Radiological signs of nodal metastasis include pathological enlargement, central necrosis, loss of normal ovoid shape, loss of a fatty hilum, and extracapsular spread. Ultrasonography rather than CT imaging of the cervical lymph nodes is more commonplace outside in North America. Imaging of the chest with plain films or CT is recommended to detect distant metastasis. Spread to the abdomen or pelvis is uncommon, and imaging is not routinely performed, although liver function tests should be obtained. Positive emission tomography-computed tomography (PET-CT) has a positive predictive value of up to 89 % and a false-positive rate of 8.3 % [29]. PET-CT is valuable for detecting unknown primary tumors and recurrent tumor, but may also be considered for patients with Stage III–IV cancer, of whom up to 30.9 % may have their treatment altered. The overall accuracy of preoperative staging is approximately 66–76 % for CT, MRI, and ultrasonography [30].

Early-stage malignancies are less than 4 cm in maximum dimension, do not invade key structures, and do not spread to lymph nodes or distant organs (Table 3.1). Determination of lymph node metastases is critical because this necessarily classifies the cancer as advanced stage. Locally advanced tumors classified as T4b are surgically unresectable due to intimate involvement of critical structures and/or difficulty of obtaining negative surgical margins. Tumors within the masticator space, pterygoid plates, skull base, nasopharynx, prevertebral fascia, or encasing the internal carotid artery are considered unresectable. On initial presentation, 31 % are diagnosed with localized disease, 47 % with regional metastasis, and 18 % with distant metastasis. The primary site remains unknown in 5 % after clinical examination and imaging [2].

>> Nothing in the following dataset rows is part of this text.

PR #86, opened 2018-11-05
Add Windows LIST parser and tests

jw4js:
I don't really like the way the code differentiates between Windows and Unix LIST lines. But I haven't found a better way to implement it with `async`.

### DIFF
--- a/aioftp/client.py
+++ b/aioftp/client.py
@@ -451,7 +451,7 @@ class BaseClient:
             s = link_src
         return pathlib.PurePosixPath(s), info
 
-    def parse_list_line_windows(self,b):
+    def parse_list_line_windows(self, b):
         """
         Parsing Microsoft Windows `dir` output
 
@@ -468,16 +468,18 @@ class BaseClient:
         # Do not strip! File names can have spaces at the end
         line = s
         i = len(line) - 1
-        # Hopefully files can't have newlines and carriage returns in their name
+        # Hopefully files can't have newlines and
+        # carriage returns in their name
         while line[i] in ['\r', '\n']:
             i -= 1
         line = line[:i + 1]
         date_time_end = line.index('M')
-        date_time_str = line[:date_time_end + 1]
-        date_time_str = ' '.join([x for x in line[:date_time_end + 1].split(' ') if len(x) > 0])
+        date_time_str = line[:date_time_end + 1].strip().split(' ')
+        date_time_str = ' '.join([x for x in date_time_str if len(x) > 0])
         line = line[date_time_end + 1:].lstrip()
         with setlocale("C"):
-            date_time = datetime.datetime.strptime(date_time_str, "%m/%d/%Y %I:%M %p")
+            strptime = datetime.datetime.strptime
+            date_time = strptime(date_time_str, "%m/%d/%Y %I:%M %p")
         info = {}
         info["modify"] = self.format_date_time(date_time)
         next_space = line.index(' ')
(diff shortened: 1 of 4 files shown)


aioftp/client.py
```diff
@@ -687,7 +764,7 @@ def __aiter__(cls):
                         name, info = cls.parse_line(line)
                     except KeyboardInterrupt:
                         raise
-                    except:  # noqa
+                    except Exception as e:  # noqa
```
pohmelie: `# noqa` should be removed in this case. It was old bad times when I don't know about difference between `Exception` and `BaseException`. :smile:

aioftp/client.py
```diff
@@ -440,6 +451,72 @@ def parse_list_line(self, b):
...
+
+        :return: (path, info)
+        :rtype: (:py:class:`pathlib.PurePosixPath`, :py:class:`dict`)
+        """
+        if isinstance(b, bytes):
+            s = b.decode(encoding=self.encoding)
+        else:
+            s = b
+        # Do not strip! File names can have spaces at the end
+        line = s
```
pohmelie: look like you can use `line` above, instead of `s`

aioftp/client.py
```diff
@@ -440,6 +451,72 @@ def parse_list_line(self, b):
...
+        :return: (path, info)
+        :rtype: (:py:class:`pathlib.PurePosixPath`, :py:class:`dict`)
+        """
+        try:
+            return self.parse_list_line_unix(b)
+        except (ValueError, KeyError, IndexError):
+            try:
+                return self.parse_list_line_windows(b)
+            except (ValueError, KeyError, IndexError):
+                raise
```
pohmelie: This should be rewritten in
```
for parser in (unix, windows):
    try:
        ...
```
i think

tests/test-list-fallback.py
```diff
@@ -62,3 +62,38 @@
...
+       6 files           75,978,506,648 bytes
+       3 directories     22,198,362,112 bytes free
+  """
+    test_str = test_str.strip().split("\n")
+    entities = []
+    for x in test_str:
+        try:
+            entities.append(p(aioftp.Client,x))
+        except ValueError as e:
+            pass
```
pohmelie: Don't get this part. Why do you catch `ValueError`? Is it for empty lines? If so filter them with `if`.

tests/test-list-fallback.py
```diff
@@ -62,3 +62,38 @@
...
+    # The spaces in "win7.sh   " are supposed to be there
+    # We parse file names with spaces to the best of our ability
+    correct_names = set(["bin","Desktop","dow","Downloads","msc","opt","win10.img","win10.iso","win10.sh","win7.img","win7.iso","win7.sh   "])
```
pohmelie: Use `{"a", "b", "c"}` for set constructor. And make flake8 happy :smile:

pohmelie:
@toonknapen can you test @jw4js branch in your environment?

tests/test-list-fallback.py
jw4js: Not all lines outputted by `dir` are useful. There is a banner at the beginning and there is some trailing data at the end that is not useful for our purposes. We use `async` and I haven't found a good way to ignore these lines specifically and I'm not sure if the format of those useless lines are the same across versions of `dir`. We also can't be sure if the target server is Unix or Windows until we try to parse a line, meaning we can't simply ignore the first K lines or so on. Currently exceptions are used to indicate that the line can't be parsed.

TL; DR: due to the nature of `async`, `ValueError` is used to ignore the `dir` banners and footer.

jw4js:
I can't seem to get line 512 to pass `flake8`. I broke it into more lines but then `flake8` said it was "under-indented", so I indented more, but now it's "over-indented". :(

tests/test-list-fallback.py
pohmelie: Better approach is `contextlib.suppress` in this case, I think.

pohmelie:
You can use such code to make flake8 happy again:
``` python
parsers = (self.parse_list_line_unix, self.parse_list_line_windows)
for parser in parsers:
```

pohmelie:
Awesome. Last step is to add some info to `history.rst`.

pohmelie:
@jw4js are you stuck on `history.rst` or just have not enough time?

PR #113, opened 2020-06-17
client/list parser: strip date before parsing (fixes #112)

### LINKED ISSUE #112: `parse_ls_date` doesn't handle singe-spaced servers.
I'm using aioftp across a multitude of FTP servers, and just discovered that one of them uses a timestamp of `%b %d %Y` instead of `%b %d  %Y`.
Because the parser assumes the date is exactly 12 characters long, it will catch `Jan 03 2018` as `Jan 03 2018 `. This in turn leads to a datetime parsing error.

ndhansen:
## What do these changes do?

These changes allow the FTP client to parse timestamps that only have a single space between the day and the year.

It does this by stripping the time before parsing it, to eliminate the potential extra space(s) to the right of the time.

No, it simply strips the date string before attempting to parse it.
*However*, it is possible that aioftp is being used on servers that respond with this type of datetime string. These folders will now be picked up, where the in the past would have been ignored.

## Related issue number

#112 

## Checklist


tests/test_simple_functions.py
```diff
@@ -157,6 +157,19 @@ def date_to_p(d):
...
+    def date_to_p(d):
+        return d.strftime("%Y%m%d%H%M00")
+    p = aioftp.Client.parse_ls_date
+    dates = (
+        datetime.datetime(year=2002, month=1, day=1),
+        datetime.datetime(year=2002, month=12, day=31),
+    )
+    for d in dates:
+        s = _c_locale_time(d, format="%b %d %Y")
+        assert p(s) == date_to_p(d)
```
pohmelie, line 170: This test does not cover issue case. `_c_locale_time` will return 11 characters long string.

pohmelie:
> Maybe I'm blind, but I don't see a CHANGES folder.

There is a `history.rst` file.

tests/test_simple_functions.py
ndhansen: Good catch, I've removed the test case as it was useless, and added sample files to the appropriate parsing test below it.

history.rst
```diff
@@ -1,6 +1,12 @@
 x.x.x (xx-xx-xxxx)
 ------------------
 
+0.16.1 (17-06-2020)
```
pohmelie, line 4: Release version and date should be added only on release. Keep changes under `x.x.x`.

ndhansen: :sweat_smile: Thanks for putting up with me, I've just changed it.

The National Comprehensive Cancer Network® (NCCN) publishes clinical practice guidelines for the workup, staging, and treatment of head and neck malignancies by site [31]. Current guidelines for workup of oral cavity cancer include obtaining a thorough history, performing a complete head and neck examination with mirror or fiberoptic exam as indicated, and obtaining a tissue biopsy to confirm the diagnosis. On the initial visit, smoking cessation counseling should be provided as indicated and the patient should be screened for depression. Patients should be referred for dental evaluation and possible imaging. Other referrals to consider include nutrition, speech, and swallowing evaluation as indicated. Early initiation of swallow evaluation and therapy is encouraged to maximize postoperative swallow function and quality of life. Patients with head and neck cancer are often of advanced age and have multiple medical comorbidities. Preanesthesia evaluation may be necessary to identify perioperative risks and determine candidacy for surgery. The nutritional and health status of the patient should be optimized. The next steps in the workup for clinical staging are panendoscopy under anesthesia with directed biopsies and radiological imaging of the primary, neck, and chest as indicated. PET-CT is an option for those with Stage III–IV diseases and may upstage. Clinical staging is based on the AJCC TNM classification system (Table 3.1) [25].